Think you're buying snapper? Not so fast. New report finds nearly half of seafood samples mislabelled

August 5, 2021 - from the Montreal Gazette:

"When it comes to seafood, nearly half of what you think you’re buying at the grocery store or ordering from a menu is falling short of its promises, according to a new DNA testing study by Oceana Canada. The ocean conservation group tested seafood samples from restaurants and grocery stores in Halifax, Montreal, Ottawa and Toronto, and found that 46 per cent were mislabelled."

"Seafood is one of the most highly traded products in the world with a lengthy and complex supply chain. In Canada, upwards of 80 per cent of seafood is imported, and most of what we produce is exported. The opacity of the global industry is one of the main reasons seafood is so prone to fraud and mislabelling. There are a multitude of species coming from all over the world, and mislabelling happens throughout the supply chain."

"Mislabelling rates are higher among restaurants than retailers, the report found: 6.5 per cent at stores versus 65 per cent in food service. This is consistent with other studies, explains Sayara Thurston, seafood fraud campaigner at Oceana Canada.

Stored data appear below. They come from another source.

PR #823, opened 2025-09-01
Address VPN and NAT Gateway names created by Azure core module

Krusty93:
Close CES-1204

### DIFF
--- a/.changeset/vast-bushes-battle.md
+++ b/.changeset/vast-bushes-battle.md
@@ -1,0 +1,5 @@
+---
+"azure_core_infra": patch
+---
+
+Address an issue with NAT Gateway and VPN Gateway generated names
--- a/infra/modules/azure_core_infra/tests/common.tftest.hcl
+++ b/infra/modules/azure_core_infra/tests/common.tftest.hcl
@@ -15,14 +15,7 @@ run "core_is_correct_plan" {
   command = plan
 
   variables {
-    environment = {
-      prefix          = "dx"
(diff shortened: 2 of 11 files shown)


.changeset/vast-bushes-battle.md
```diff
@@ -0,0 +1,5 @@
+---
+"azure_core_infra": patch
+---
+
+Address an issue with NAT Gateway and VPN Gateway generated names
```
kin0992, line 5: **note**: what kind of issue?

I think it would be useful to add some additional information about the bug/issue, so if any users are going to search for that issue in the changelogs, it can find it more easily

infra/modules/azure_core_infra/tests/common.tftest.hcl
```diff
@@ -53,8 +46,18 @@ run "core_is_correct_plan" {
...
+  }
+
+  assert {
+    condition     = module.network.pep_snet.name == "dx-d-itn-pep-snet-${run.setup_tests.environment.instance_number}"
+    error_message = "Pep subnet name is not correct"
+  }
+
+  assert {
+    condition     = module.nat_gateway[0].nat_gateways[0].name == "dx-d-itn-ng-${run.setup_tests.environment.instance_number}"
+    error_message = "The NET Gateway name configuration must be correct"
```
kin0992, line 60: NET or NAT?
```suggestion
    error_message = "The NAT Gateway name configuration must be correct"
```

PR #824, opened 2025-09-01
Add editorconfig template

kin0992:
Closes CES-1232


packages/monorepo-generator/templates/monorepo/.editorconfig
```diff
@@ -0,0 +1,7 @@
+[*]
+charset = utf-8
+insert_final_newline = true
+end_of_line = lf
+indent_style = space
+indent_size = 2
+max_line_length = 80
```
Krusty93, line 7: I suggest to add:

```md
[*]
trim_trailing_whitespace = true
```

lucacavallaro: @Krusty93 this `editorconfig` file was copied by the [suggested one by prettier](https://prettier.io/docs/configuration#:~:text=Here%E2%80%99s%20a%20copy%2Bpaste%2Dready%20.editorconfig%20file%20if%20you%20use%20the%20default%20options%3A), that mimic the same rules of the tool.

we can add other rules, but they need to be scoped to a specific language and should not have conflicts with the configured formatter (`prettier` for js/ts/yaml, `go fmt` for go, `terraform fmt` for tf)

Krusty93: It's actually identical to the one we use for this repository but for this line. I don't think it'll cause any problem as trailing whitespaces are generally part of any language syntax.

P.S. From the Prettier resource you sent:
```md
# Caveat: Prettier won’t trim trailing whitespace inside template strings, but your editor might.
# trim_trailing_whitespace = true
```
This property might help us to have consistent behavior on a gap let by Prettier

PR #828, opened 2025-09-01
Add support for multiple action groups to Function App module

Krusty93:
Close CES-1221


.changeset/late-nails-cough.md
```diff
@@ -0,0 +1,5 @@
+---
+"azure_function_app": minor
```
gunzip, line 2: isn't this a breaking change?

Large retailers tend to have more control over their supply chains and the purchasing power to set their own requirements. But even the highly attuned eye is unlikely to pick up on species substitution and mislabelling. Retailers, restaurateurs and consumers are all victims of seafood fraud."

"The mislabelling rate has dropped by just one percentage point since Oceana Canada’s analysis of 472 samples between 2017 and 2019: 47 per cent versus 46 per cent (43 out of 94) in spring 2021. In 2019, the government announced a 'boat-to-plate' traceability program, which has yet to be implemented — making the stagnant results unsurprising, says Thurston."